Related reading: Did Father Feeney really reconcile with the Church? See here.
"With regards to those who hold strictly the absolute necessity of water baptism, it would be quite wrong to charge them with heretical constructs. As they merely assert that which was the near-universal consensus of the Patristic era, such a charge would be proximate to condemning all but a few of the Fathers as heterodox." (Der Glaube das Pimmelkopfgelauben, Communio April 1997 p 13. Cardinal Joseph Ratzinger.)
Now our Holy Father, then Cardinal Ratzinger, was not suggesting that Feeneyites are correct or that Feeneyism is "ok." He was merely indicating that it would be wrong to charge them "with heretical constructs." Not all willful rejection of a truth proposed by the Church constitutes heresy. The Feeneyites rejection of the Church's understanding of the dogma "Outside the Church there is no salvation" is not strictly speaking heresy. However, it is a serious sin against Catholic faith.
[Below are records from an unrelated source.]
PR #193, opened 2025-07-16
Fix undo inside custom element

ggodlewski:
While using prosemirror inside Custom Element this line fails.
In such case `this.prosemirrorView._root` is set to `ShadowRoot` not `Document`.
Method createRange exists only in `Document`.

### DIFF
--- a/src/plugins/sync-plugin.js
+++ b/src/plugins/sync-plugin.js
@@ -372,7 +372,7 @@ export class ProsemirrorBinding {
 
     if (selection == null || selection.anchorNode == null) return false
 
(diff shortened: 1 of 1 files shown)


dmonad:
If you use `dom.doc`, you are creating a range from the custom element, which use a different range constructor. It is not immediately obvious to me why this would work. I feel that `prosemirrorView._root` (using the document from the custom element) is the appropriate choice here.

So I assume that your fix simply disables this feature. Could you please verify?

The issue is probably more complex. I'd like to have a reproducible example first and understand why the solution works appropriately in all cases. Please make sure to test that the PR actually works for custom elements.

PR #196, opened 2025-09-14
fix: Prosemirror inside Webcomponent needs to use ownerDocument

serranoio:
When Prosemirror is initialized inside a webcomponent, `this.prosemirrorView._root` is a `ShadowRoot` which does not have a`createRange` method available on it, causing this error.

On August 8, 1949, the Holy Office sent a letter to Archbishop Richard James Cushing of Boston condemning Father Feeney’s error. In this letter, the Holy Office explained that, "...among those things which the Church has always preached and will never cease to preach is contained also that infallible statement by which we are taught that there is no salvation outside the Church. However, this dogma must be understood in that sense in which the Church herself understands it. For, it was not to private judgments that Our Savior gave for explanation those things that are contained in the deposit of faith, but to the teaching authority of the Church."
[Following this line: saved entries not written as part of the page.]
PR #198, opened 2025-10-15
fix: compare mark names in equalYTextPText

### LINKED ISSUE #197: equalYTextPText does not compare mark names, only attributes
**Describe the bug**
sync-plugin does not detect changes when mark changed. Based on what I see in code, I assume that the problem is in `equalYTextPText` function, it compares attributes, but does not actually check mark types.

**To Reproduce**
1. Type some text and mark it with `bold`
2. Change mark to `code`. I'm using tiptap, so I run `toggleCode` command that unsets `bold` mark and sets `code` mark.
3. The change won't be applied to the ydoc/not sent to the server

**Expected behavior**
The plugin is to able to recognize mark change.

aonnikov:
Closes #197 

When comparing text nodes `equalYTextPText` used to compare number of marks and their attributes, but not names. This did not work properly for marks without attributes. When changed one mark without attributes to mark with different type without attributes, the function result was negative.

Accompanied the fix with unit test that demonstrates the issue.

### DIFF
--- a/src/plugins/sync-plugin.js
+++ b/src/plugins/sync-plugin.js
@@ -964,7 +964,8 @@ const equalYTextPText = (ytext, ptexts) => {
       object.every(d.attributes, (attr, yattrname) => {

This teaching is reaffirmed in the Dogmatic Constitution on Divine Revelation (Dei Verbum) of the Second Vatican Council, No. 10: "..the task of authentically interpreting the Word of God, whether written or handed on, has been entrusted exclusively to the living teaching office of the Church, whose authority is exercised in the name of Jesus Christ." See also: Pius XII, Encyclical Letter Humani Generis (Aug 12, 1950): AAS 42 (1950), 568-69; Denz. 2314 (3886).
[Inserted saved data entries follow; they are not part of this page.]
PR #203, opened 2025-11-15
feat: delta bindings

nperez0111:
This is still an in-progress PR, but I'm posting to show an issue that I'm running into.

Specifically with this section of code:

```js
      let deletedSize = 0
      deletedNodes.content.forEach(n => {
        if (n.isText) {
          deletedSize += n.text.length
        } else {
          // TODO this is difficult to get right, since we can't get the currentOp's parent delta
          // I need to delete the next sibling of the parent node, ideally I'd have a wat to traverse up the delta tree to get the parent delta
          deletedSize += 1
        }
      })
      currentOp.delete(deletedSize)
```

What I'm trying to do is take the ProseMirror `Slice`, and itrate through it to build up the delta which would delete this section of content. What I'm running into though is that I've already created a delta which has iterated to the correct position using delta's counting (to create the correct retains using the `deltaPathToDelta` utility).

What would be ideal in this situation is a way to "close" the current delta, and be placed into the parent delta, so that I can continue deleting the slice's content. But, there is likely another approach that I could be doing.

### DIFF
--- a/src/index.js
+++ b/src/index.js
@@ -69,7 +69,8 @@ export class YEditorView extends EditorView {
     const initialPDelta = pstateToDelta(this.state)
     console.log('initialPDelta', initialPDelta.isDone)
     const d = ytype.getContent(Y.noAttributionsManager, { deep: true })
-    console.log(JSON.stringify(d.toJSON(), null, 2))
+    // TODO getContent returns a done delta, so I need to slice it to create a new one & rebase it to the initialPDelta
+    // TODO ideally their would be a `.clone()` method for this. Also unclear why it needs to be marked as done?
     const initialYDelta = /** @type {ProsemirrorDelta} */ (d).slice(0, d.childCnt).rebase(initialPDelta, true)
     this.y.applyDelta(initialPDelta)
     this.dispatch(deltaToPSteps(this.state.tr, initialYDelta))


dmonad:
Constructing the delta in one go is probably going to be hard - especially if you want to compute changes for several changes.

I would traverse from the parent and compute the delta recursively, instead of getting a delta that points to the middle of an existing delta.

```js
// rough outline:
const stepToDelta = (step, beforeDoc, afterDoc, path, currPathDepth, currentDelta = delta.create()) => {
  // iterate through the children of path.node(currPathDepth) and apply the changes to currentDelta
  ..
  // if the path points into a child of the current parent, call stepToDelta recursively
  stepToDelta(step, beforeDoc, afterDoc, path, currPathDepth + 1, currentDelta)
}
```

But I was thinking to simply diff the common parent, which requires less logic for individual edge-cases in prosemirror. The only drawback is that we would need to create a full delta representation of the common parent. But this can be heavily optimized by caching delta⇐⇒prosemirror-node mappings. Something like this could work:

```js
// contains the latest representation of the prosemirror doc in the delta format
const currentDeltaState = delta.create()

// Assume we want to compute the changes for a single `step`

const startPos = oldDoc.resolve(step.from)
const endPos = oldDoc.resolve(step.to)
const sharedDepth = startPos.sharedDepth(endPos)
const commonParentOld = startPos.node(sharedDepth)
// parent offset didn't change, no need to map the position
const commonParentNew = newDoc.nodeAt(startPos.start(sharedDepth))

// the current delta representation of commonParentOld
let deltaParent = currentDeltaState
for (let i = 0; i < sharedDepth; i++) {
  deltaParent = deltaParent.get(startPos.index(i))
}
// delta representation of the new content
// @todo the creation of this delta can be optimized by reusing previous references
const newDeltaParent = pmNodeToDelta(commonParentNew)
const diff = deltaParent.diff(newDeltaParent)
```

I don't believe there can be a good ProseMirror binding without any diffing anyway (unless you have full knowledge of the schema). When we apply changes from Yjs to ProseMirror, ProseMirror may apply additional implicit changes (e.g. delete a node, because the schema is invalid, insert an additional paragraph). We need to figure out these implicit changes and apply them back to Yjs (or cache them so we can rebase future operations). When applying changes to ProseMirror, we need to do something like this, to figure out the implicit changes:

```js
const ydocChanged = eventDelta => {
  const tr = applyDeltaToProsemirror(pmdoc, eventDelta)
  const actuallyAppliedChanges = computeDeltaFromProsemirrorTransaction(tr)
  // compute the difference between expected and actual changes
  const implicitChanges = eventDelta.diff(actuallyAppliedChanges)
  ytype.applyDelta(implicitChanges)
}
```

dmonad:
Thanks @nperez0111 ! 
I continued work using your branch. I hope to finish the binding this weekend and add attribution support.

The Holy Office concluded its letter to Archbishop Cushing with these words: "..let them who in grave peril are ranged against the Church seriously bear in mind that after ‘Rome has spoken’ they cannot be excused even by reasons of good faith. Certainly, their bond and duty of obedience toward the Church is much graver than that of those who as yet are related to the Church ‘only by an unconscious desire.’ Let them realize that they are children of the Church, lovingly nourished by her with the milk of doctrine and the sacraments, and hence, having heard the clear voice of their Mother, they cannot be excused from culpable ignorance, and therefore to them apply without any restriction that principle: submission to the Catholic Church and to the Sovereign Pontiff is required as necessary for salvation."
What does this mean for the Feeneyites? It means that the Lord Jesus will require more from them (children of the Church who have been "lovingly nourished by her with the milk of doctrine and the sacraments," See also Luke 12:48) and that, having heard "the clear voice of their Mother" (the living teaching office of the Church), they have no excuse in rejecting the Church’s understanding of extra Ecclesiam nulla salus. In fact, since "to them[as children of the Church] apply without any restriction" the principle that "submission to the Catholic Church and to the Sovereign Pontiff is required as necessary for salvation," the Feeneyites place their salvation in jeopardy by ranging themselves against the Church.
Feeneyites who want to rationalize their pick and choose "cafeteria Catholicism" will no doubt continue to ignore Church documents which do not suit their agenda while plucking out selective quotes as deftly as a fundamentalist would in a vain attempt to justify their particular view. But the Church has spoken:
"Bishops, teaching in communion with the Roman Pontiff, are to be respected by all as witnesses to divine and Catholic truth. In matters of faith and morals, the bishops speak in the name of Christ and the faithful are to accept their teaching and adhere to it with a religious assent. This religious submission of mind and will must be shown in a special way to the authentic magisterium of the Roman Pontiff, even when he is not speaking ex cathedra; that is, it must be shown in such a way that his supreme magisterium is acknowledged with reverence, the judgments made by him are sincerely adhered to, according to his manifest mind and will. His mind and will in the matter may be known either from the character of the documents, from his frequent repetition of the same doctrine, or from his manner of speaking." (Lumen Gentium, No. 25).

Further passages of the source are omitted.